***** DATA FOR THE TASK

PR #1578, opened 2026-05-06
Mark `@variant` as deprecated when defining custom variants

RobinMalfait:
This PR adds a diagnostic for when you are usint `@variant` for creating custom variants.
When creating custom variants, `@custom-variant` should be used instead.

I was struggling a little bit with the name of the diagnostic, because `@variant` on its own is not deprecated. It's only deprecated when using it for creating custom variants.

Additionally, naming the diagnostic related to `deprecateCustomVariantDirective` or similar makes it seem like `@custom-variant` is deprecated but that is what we _should_ use. Instead, I opted for a name where we mark the `variant` _syntax_ as deprecated.

Definitely not perfect, open for suggestions but I think the naming is fine.

The deprecation message itself looks like this:
> `@variant` is deprecated for defining custom variants. Use `@custom-variant` instead.

## Test plan

Shows a warning by default with a suggestion attached:
image
image


packages/tailwindcss-language-service/src/diagnostics/getDeprecatedAtRuleDiagnostics.ts
```diff
@@ -0,0 +1,62 @@
...
+          },
+          range,
+        ),
+        severity:
+          severity === 'error'
+            ? 1 /* DiagnosticSeverity.Error */
+            : 2 /* DiagnosticSeverity.Warning */,
+        message:
+          '`@variant` is deprecated for defining custom variants. Use `@custom-variant` instead.',
+        suggestions: ['@custom-variant'],
```
thecrypticace, line 56: Should add a deprecated diagnostic tag to these. Probably need to check client capabilities to make sure tags are supported first though (they appeared in protocol v3.15)

RobinMalfait: Not a bad idea! Now it renders as deprecated: 
image

PR #1580, opened 2026-05-12
Fix class function hover lookup in Vue script blocks

### LINKED ISSUE #1417: Tagged Templates don't have hover preview in Vue components

waradu:
With this hover now works after the template:

image

Matches were using absolute document offsets, but the parser expects range-relative offsets, so hover lookup could miss classes. This should hopefully also fix #1417.

I also added a small regression test.

### DIFF
--- a/packages/tailwindcss-language-service/src/util/find.ts
+++ b/packages/tailwindcss-language-service/src/util/find.ts
@@ -205,6 +205,7 @@ export async function findClassListsInHtmlRange(
   const matches = matchClassAttributes(text, settings.classAttributes)
 
   let boundaries = getLanguageBoundaries(state, doc)
+  let rangeStartOffset = range ? doc.offsetAt(range.start) : 0
 
   for (let boundary of boundaries ?? []) {
     let isJsContext = boundary.type === 'js' || boundary.type === 'jsx'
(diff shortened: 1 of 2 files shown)


packages/tailwindcss-language-service/src/util/find.ts
```diff
@@ -205,21 +205,22 @@ export async function findClassListsInHtmlRange(
...
-    let offset = doc.offsetAt(boundary.range.start)
+    let offset = doc.offsetAt(boundary.range.start) - rangeStartOffset
     let fnMatches = matchClassFunctions(str, settings.classFunctions)
 
     fnMatches.forEach((match) => {
       if (match.index) match.index += offset
     })
 
-    matches.push(...fnMatches)
+    matches.push(...fnMatches.filter((match) => match.index >= 0 && match.index < text.length))
```
RobinMalfait, line 223: I don't think this part is necessary. Or at least, I can't figure out a test that requires this additional filter.

RobinMalfait (approved):
Thanks for the PR!


Looks like I can't push to your branch for some reason:

Image

Will revert that change on the `main` branch, thanks!

Issue #119, opened 2024-08-20
Add side pane view that shows the list of room members (and their power levels) 


kevinaboos:
This view should be called the `RoomMemberPane`, and can be modeled after (i.e., directly copied from) the existing UserProfileSlidingPane. All you need to do is duplicate that and then replace the existing contents of that pane with a very simple `PortalList` (or `FlatList`) of items, in which each item is a `RoomMember`. 

By default, just the avatar and user display name should be shown, but for members with non-default power levels, either Admin or Moderator should be shown beside their name. Here's an example of what Element shows:

<img width="384" alt="image" src="https://github.com/user-attachments/assets/e73b60e2-5d21-449d-add2-1ce76c1d1d35">

(Note that we don't need to support the "Invite to this room" button just yet, that can be saved for a future issue/milestone that covers administrative features). 

The Room Member pane could be activated by clicking the room name at the top of the `RoomScreen` (timeline) view, which is currently actually the StackNavigation header.

Upon clicking/tapping on a user in the list of room members, that user's profile should be shown. This is already supported directly by the existing `Avatar` widget in Robrix, so you just need to add an event handler that performs the same action (showing a user profile pane) upon any part of the PortalList item area (the list entry) that corresponds to a given user. 

It's quite simple to obtain the list of users for a room; use the [`Room::members()` function](https://matrix-org.github.io/matrix-rust-sdk/matrix_sdk/room/struct.Room.html#method.members).

tyreseluo:
Hi! @kevinaboos, please change this issue status to in process. It's time for the search bar to end. 🤣🤣

PR #213, opened 2024-10-25
WIP the desktop ui for room details pane (room info, room members) #119

tyreseluo:
Fixes: https://github.com/project-robius/robrix/issues/119


tyreseluo:
QQ截图20241029162638

tyreseluo:
https://github.com/user-attachments/assets/2c3e18a3-6c04-4191-ae3b-7745cf090183

tyreseluo:
https://github.com/user-attachments/assets/a66ddcda-4081-451a-8d15-95babcbdf69e

resources/icon_leave_room.svg
kevinaboos, line 1: let's choose a different icon. this does not look like a "leave room" icon to me, it barely even looks like an open door... it's too abstract.

resources/icon_members.svg
kevinaboos, line 1: please place this and all icon files in the proper subdirectory within `resources/`.

src/home/room_screen.rs
```diff
@@ -1282,6 +1329,22 @@ impl Widget for RoomScreen {
...
+                );
+            }
+
+            // Handle the room members tab being clicked.
+            if self.button(id!(room_members)).clicked(&actions) {
+                self.show_room_members_pane(
+                    cx,
+                    &room_details_pane,
+                );
+            }
```
kevinaboos, line 1346: for these, don't you actually want to _toggle_ the room info/members pane, instead of unconditionally _showing_ it?

That is, if the room_info tab button is clicked when the room info tab is _already open_, the user would likely expect that pane to be closed.

src/home/room_screen.rs
```diff
@@ -1331,14 +1394,20 @@ impl Widget for RoomScreen {
...
+                pane.handle_event(cx, event, scope);
+            }
+
+            if room_details_pane.is_currently_shown(cx) {
+                room_details_pane.handle_event(cx, event, scope);
+            }
         }
+        
+        self.view.handle_event(cx, event, scope);
+
```
kevinaboos, line 1410: this isn't quite correct. We _only_ want to have the underlying view handle the event if it doesn't require visibility AND none of the panes are currently shown. You've changed it to handle the event unconditionally.

src/lib.rs
```diff
@@ -12,6 +12,8 @@ pub mod login;
 pub mod home;
 /// User profile info and a user profile sliding pane.
 mod profile;
+/// Room details info and room members sliding pane.
+mod room;
```
kevinaboos, line 16: please use a more descriptive name. `room` is widely used in the Matrix SDK itself and isn't a good name for this. 

`room_info_sliding_pane` would be my recommendation.

src/room/room_info_pane.rs
```diff
@@ -0,0 +1,245 @@
...
+        if self.button(id!(leave_room_button)).clicked(actions) {
+            log!("Leave room button clicked");
+        }
+    }
+}
+
+impl RoomInfoPane {
+    pub fn set_room_info(&mut self, room_info: RoomInfo) {
+        log!("Setting room info: {:?}", room_info);
+    }
```
kevinaboos, line 231: i assume this is still a WIP?

kevinaboos (changes requested):
Thanks, great start! I've left a review at your request even though the PR is marked as a draft.

From a UI design perspective, I feel like this is a bit clunky because it uses a lot of vertical space, which is particularly egregious on small screens. However, we should reach out to an actual UI designer for better ideas & informed opinions, like Sebastian from Makepad. 
However, it's ok for now since it enables us to test the actual UX functionality & behavior.

PR #214, opened 2024-10-27
Search bar: add ❌ button to clear the search terms; emit actions upon user input.

tyreseluo:
Partially addresses #123.


src/shared/search_bar.rs
```diff
@@ -121,5 +122,88 @@ live_design! {
...
+    search_timer: Timer,
+
+    #[live(0.3)]
+    search_debounce_time: f64,
+}
+#[derive(Clone, Debug, Default)]
+pub enum SearchBarAction {
+    Search(String),
+    #[default]
+    ResetSearch,
```
kevinaboos, line 152: Action enums like this require a `None` variant in order to work properly with Makepad's action system (primarily `as_widget_action()`), so you need to add a `None` variant and then you can derive `DefaultNone` instead of `Default` on the enum.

**********

HOW TO COMPLETE THIS TASK → Whenever a line in the data holds "assets", copy that line.

RESPONSE TO THIS TASK →
<img width="384" alt="image" src="https://github.com/user-attachments/assets/e73b60e2-5d21-449d-add2-1ce76c1d1d35">
https://github.com/user-attachments/assets/2c3e18a3-6c04-4191-ae3b-7745cf090183
https://github.com/user-attachments/assets/a66ddcda-4081-451a-8d15-95babcbdf69e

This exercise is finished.